Baisers to our French readers and to Francophiles everywhere. (Incroyable, there are even some of us in Texas.)

Along with protests of globalization and worker holiday parades, May 1st brings an outpouring of floral traditions across Europe. My favorite, ever since teachers Josette Kearns, Bernadette Brown, and Nicole Neukirch informed me, is the French custom of selling, giving and wearing muguet des bois, lilies of the valley.

French Gardening tells us:

“Lily of the valley is referred to as a porte-bonheur—literally, bringer of happiness or perhaps what we would call a good luck charm.

“A few days before May Day, you begin to see vendors popping up on every corner selling lily of the valley.  Although at all other times of the year, selling any kind of flowers or anything else on the street requires paying for a permit, merry May Day is exempted from this evil tax, and anyone can sell the blossoms anywhere without being tithed by the city.  And of course, every florist has pots and bouquets of lily of the valley dominating their outdoor displays… Even the Metro is perfumed.”

Lily of the valley happens to grow wonderfully well where I grew up, and to bloom around May first.

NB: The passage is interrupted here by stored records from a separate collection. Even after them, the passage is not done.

PR #3257, opened 2017-08-18
Stop crawlers from trying filter combinations

rosskarchner:
This came out of the investigation of crawler errors (GHE 1015). It doesn't really provide us with any benefit for Google, etc to crawl every filter combination. Every page is accessible by paginating through the primary set of results.

## Additions

- add the line `Disallow: *form-id=*` to robots.txt

## Checklist

### DIFF
--- a/cfgov/core/static/robots.txt
+++ b/cfgov/core/static/robots.txt
@@ -4,5 +4,6 @@ Disallow: /about-us/the-bureau/leadership-calendar/pdf
 Disallow: /es/obtener-respuestas/*.imprimir.html
 Disallow: /external-site
 Disallow: /*?success
+Disallow: *form-id=*
 
 sitemap: http://www.consumerfinance.gov/activity-log/feed/


chosak:
Unfortunately the robots.txt standard [doesn't seem to support](http://www.robotstxt.org/robotstxt.html) use of wildcards like this:

> Note also that globbing and regular expression are not supported in either the User-agent or Disallow lines. The '\*' in the User-agent field is a special value meaning "any robot". Specifically, you cannot have lines like "User-agent: *bot*", "Disallow: /tmp/*" or "Disallow: *.gif".

chosak:
Although then again [Wikipedia says](https://en.wikipedia.org/wiki/Robots_exclusion_standard#Universal_.22.2A.22_match):

> The Robot Exclusion Standard does not mention anything about the "*" character in the Disallow: statement. Some crawlers like Googlebot recognize strings containing "*", while MSNbot and Teoma interpret it in different ways. _[citation needed]_

So worth a try?

rosskarchner:
There are definitely some crawlers in the wild that don't support it-- but I think the big ones do?

rosskarchner:
According to https://developers.google.com/search/reference/robots_txt#allow

"Google, Bing, Yahoo, and Ask" support it

chosak:
@rosskarchner nice find! :+1:

PR #3260, opened 2017-08-18
data_research: Create elements for mortgage interactives

higs4281:
This creates a mortgage-chart block and page to satisfy requirements of displaying visualizations for the mortgage performance project on a browse page. 

The chart block created for consumer credit trends, which renders single pre-built charts 
with set parameters, cannot be reasonably extended to serve the needs of the
mortgage visualizations, which offer users many geographic and date choices
for making comparisons. 

This doesn't deliver a working chart block yet -- just the building blocks for rendering the initial two interactive browse pages. So the block html is not yet functional.

## Additions
- MortgagePerformancePage
- MortgageChartBlock organism and template.
- MortgageMetaData model for capturing and delivering metadata related to quarterly updates.
- Pipeline script to export CSV files and store metadata about them.
- API URLs and view for metadata

## Testing
The chart modules aren't ready for testing, but the first two metadata API endpoints below should be functional if you first load metadata with:

```
python cfgov/manage.py loaddata mortgage_metadata.json
```

- [sampling dates](http://localhost:8000/data-research/mortgages/api/v1/metadata/sampling_dates/)
- [metadata for download files](http://localhost:8000/data-research/mortgages/api/v1/metadata/download_files/)
- [county metadata by state](http://localhost:8000/data-research/mortgages/api/v1/metadata/state_county_meta/)
- [metro metadata by state](http://localhost:8000/data-research/mortgages/api/v1/metadata/state_msa_meta/)


marteki:
@rosskarchner @richaagarwal @chosak 

Scrum master question: do any of you have availability to review this? I think @higs4281 will keep adding enhancements and new work to it as long as it's open. 😆

chosak:
@marteki with a threat like that, I have no choice but to respond! I'll take a look.

cfgov/data_research/scripts/export_public_csvs.py
```diff
@@ -40,6 +43,43 @@
...
+    download_meta_file, cr = MortgageMetaData.objects.get_or_create(
+        name='download_files')
+    new_posting = {geo_type:
+                   {'slug': slug,
+                    'url': csv_url,
+                    'size': csv_size,
+                    'thru_date': thru_date,
+                    'pub_date': pub_date}}
+    if not download_meta_file.json_value:
+        download_meta_file.json_value = json.dumps(
```
chosak: See above re: possible use of JSONField. That would eliminate the need for this kind of `json.dumps`/`json.loads` here, and be easier to migrate in future to native JSON fields if we want to do that.

cfgov/v1/models/browse_page.py
```diff
@@ -72,11 +76,31 @@ class BrowsePage(CFGOVPage):
 
     objects = PageManager()
 
+    def get_mortgage_meta(self):
```
chosak: Can this function live on the `MortgageChartBlock` so as not to clutter up `BrowsePage`?

cfgov/v1/models/browse_page.py
```diff
@@ -72,11 +76,31 @@ class BrowsePage(CFGOVPage):
...
 
     def get_context(self, request, *args, **kwargs):
         context = super(BrowsePage, self).get_context(request, *args, **kwargs)
         context.update({'get_secondary_nav_items': get_secondary_nav_items})
+        if 'data-research/mortgage' in request.url:
+            context.update(self.get_mortgage_meta())
+        if '30-89' in request.url:
+            context.update({'delinquency': 'percent_30_60'})
+        elif '90' in request.url:
+            context.update({'delinquency': 'percent_90'})
```
chosak: Is there no way to stick this context on the `MortgageChartBlock` somehow? Otherwise this is going to get called and added for every single `BrowsePage` on the site. I know we currently overload the default Wagtail block context (our `render_stream_child`method), but it'd be nice to be able to encapsulate it there.

Is this context addition limited to only pages that have one of these blocks? Could you instead guard this with some kind of iteration over the page blocks to see if a block is indeed present?

cfgov/data_research/models.py
```diff
@@ -176,3 +179,20 @@ def __str__(self):
...
     class Meta:
         ordering = ['name']
+
+
+class MortgageMetaData(models.Model):
+    """
+    Metadata values, stored as json, to supplement display of mortgage charts.
+    """
+    name = models.CharField(max_length=255)
+    json_value = models.TextField(blank=True)
```
higs4281: I didn't know we could use django-jsonfields without a db that supports it. I'll explore!

cfgov/v1/models/browse_page.py
higs4281: I intended for this context to apply to browse pages whose request follows the `data-research/mortgage` URL path -- which will involve pages other than chart pages. If I scope the `30-89` and `90` lines to `data-research/mortgage', wouldn't that leave other browse pages alone?

higs4281: I was trying to avoid adding a new page type.

chosak: I understand the rationale but worry that doing this kind of URL-based logic is error-prone and goes a bit too far in violating the Wagtail model. This means that, for purposes of unit testing or local development of pages with these blocks, users/developers have to just somehow know the right hardcoded path to use. I know we do this thing elsewhere but it would be better if blocks/pages could somehow be self-describing/encapsulate their own behavior based on some consistent logic.

Is "no new page types" a hard and fast rule? Tagging @Scotchester as I know he has run into this kind of thing before, wanting custom behavior on a page based at least in part on its location in the tree. Is there some other distinguishing factor we could use, i.e. a page category?

higs4281: The goal is to provide context values to data-research/mortgage pages to keep charts and their footnotes, download file links and other parameters in sync with data updates. A MortgagePerformancePage would make sense to me, if there are no objections to adding a page type.

higs4281: If we do want to avoid a new page type, would it be any better to peg the custom context to the page's parent? That would be more reliable than a URL test and would not be dependent on an editor setting the right category when creating a new mortgage-performance page.

chosak: What do you mean by "peg the custom context to the page's parent"? How would it be pegged there?

higs4281: Only add context for children of `mortgage-performance-trends`  
https://github.com/cfpb/cfgov-refresh/blob/add-data-research-page/cfgov/v1/models/browse_page.py#L100-L105

chosak: That feels similarly convoluted to just checking the path of the page itself. I don't want to be a blocker on this (especially since this PR has grown so large) but I do think this is a trend we should avoid to keep things simple and straightforward.

Different page behavior based on location in the tree just seems like a hard pattern to maintain, especially if that logic is spread out throughout the code. Explicitly adding a new page type for different behavior or adding a new block that contributes context to the page feel like more sustainable approaches to me.

higs4281: Agreed. Adding behavior to the block won't help us, because we need the context on pages that will not have the block. So I think a new page type is appropriate.

higs4281: @chosak MortgagePerformancePage ahoy. 690bb14

cfgov/data_research/scripts/export_public_csvs.py
```diff
@@ -40,6 +43,43 @@
 logger = logging.getLogger(__name__)
 
 
+def format_size(bytecount, suffix='B'):
```
higs4281: done

cfgov/data_research/models.py
```diff
@@ -176,3 +179,20 @@ def __str__(self):
...
+    note = models.TextField(blank=True)
+    updated = models.DateField(auto_now=True)
+
+    def __str__(self):
+        return "{}, updated {}".format(self.name, self.updated)
+
+    class Meta:
+        ordering = ['name']
+        verbose_name_plural = "Mortage metadata"
```
higs4281: thanks!

cfgov/data_research/mortgage_utilities/s3_utils.py
```diff
@@ -14,9 +14,9 @@
 S3_SECRET = os.getenv('AWS_S3_SECRET_ACCESS_KEY')
 BASE_BUCKET = 'files.consumerfinance.gov'
 MORTGAGE_SUB_BUCKET = "data/mortgage-performance"
-# s3_base is "http://files.consumerfinance.gov"
-# files live at
-# http://s3.amazonaws.com/files.consumerfinance.gov/data/mortgage-performance/
+S3_DOWNLOADS_BASE_URL = (
+    'http://{}.s3.amazonaws.com/data/mortgage-performance/downloads'.format(
```
higs4281: done

cfgov/data_research/models.py
higs4281: @chosak Rather than add another dependency to this PR, I'd like to defer the use of django-jsonfields to a future PR.

PR #3276, opened 2017-08-25
Refines how we will post SQS messages

richaagarwal:
- Option to post to Mattermost as well
 - Creates a comment on an issue if it already exists

(Note that this posts to Mattermost when the issue is created and not when comments are added, since it seems like that would be a lot of chat messages)


cfgov/alerts/post_sqs_messages.py
```diff
@@ -69,9 +89,35 @@
...
+                # New issue, post to github
+                issue = repo.create_issue(title=title, body=body)
+                # AND post to chat, if credentials provided
+                if args.mattermost_webhook_url and args.mattermost_username:
+                    post_to_chat(
+                        endpoint=args.mattermost_webhook_url,
+                        username=args.mattermost_username,
+                        message=body,
+                        issue_url=issue.html_url,
+                    )
```
willbarton: Will this post to Mattermost with every SQS alert, or just with ones that create new issues? 

I think we should post to Mattermost for every alert... our when-to-send-alerts policy should ensure that we're not spamming the channel.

So I’d always assumed this was a very old custom, dating to pre-Marxist, pre-capitalist, pre-Christian France. But it appears I was wrong.

While Convallaria majalis L., liliaceae family, grows wild in much of Europe and has been regarded as bringing good luck since the Renaissance, its specific association with May Day came much later, from popular and commercial culture rather than folk tradition.

imageFelix Mayol

According to this terrific little essay,  “On May Day 1895, (Felix) Mayol, the cabaret singer, was greeted by his girlfriend Jenny Cook with some lily-of-the-valley and that evening he wore lily-of-the-valley in his buttonhole instead of the more usual Camellia.” Long before Billie Holliday pinned a gardenia in her hair, Mayol was wearing a cluster of muguets des bois—fragrant enough to to reach the last seat in the balcony.

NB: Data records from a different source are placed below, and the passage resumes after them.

PR #5890, opened 2020-07-28
Link Spanish pages to Spanish social media

chosak:
When used in its non-sharing configuration, our social media molecule links to the Bureau's English Facebook (cfpb) and Twitter (cfpb) accounts. On Spanish pages, these links should go to the appropriate Spanish Facebook (CFPBespanol) and Twitter (CFPBespanol) accounts.

We always import this social-media template `with context` so it should have the proper `language` variable set.

## How to test this PR

To test, run a local server and visit these pages, and observe the links in the footer. These should be English:

- http://localhost:8000/
- http://localhost:8000/about-us/blog/receive-your-unemployment-benefits-options/

And these will be Spanish:

- http://localhost:8000/es/
- http://localhost:8000/about-us/blog/opciones-recibir-beneficios-desempleo/

## Notes and todos

There's some additional potential work to be done here when the social media molecule is used for sharing, for example around the default text, but that is not covered here.

## Checklist

### DIFF
--- a/cfgov/jinja2/v1/_includes/molecules/social-media.html
+++ b/cfgov/jinja2/v1/_includes/molecules/social-media.html
@@ -63,6 +63,7 @@
 {% set linkedin_title = ( value.linkedin_title or blurb ) | urlencode %}
 {% set linkedin_text = ( value.linkedin_text or '' ) | urlencode %}
 {% set twitter_text = ( value.twitter_text or blurb ) | urlencode %}
+{% set language = language | default( 'en' ) %}
 
 <div class="m-social-media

Given this boost of celebrity, the lily of the valley then became an up-market promotion: “The great fashion houses gave sprigs of lily-of-the-valley to their customers and apprentices on May Day.”

imageMuguet seller, Brittany

Photo: Bretagne Air

This same source declares 1976 as the year lily-of-the-valley was thoroughly associated with May Day. If my French teachers can be trusted, and they can, I’d say 1976 is a bit late. The muguet meant May Day in France by at least 1965. As always, we welcome your experiences, learning, observations.

Our thoughts are with you, nos amis francais, who manage to balance anarchy with elan. For those who find the deconstruction of lovely floral customs disenchanting, we say, tant pis. Deconstruction, too, is French. Pin on your muguets des bois and head on down to the anti-globalization march.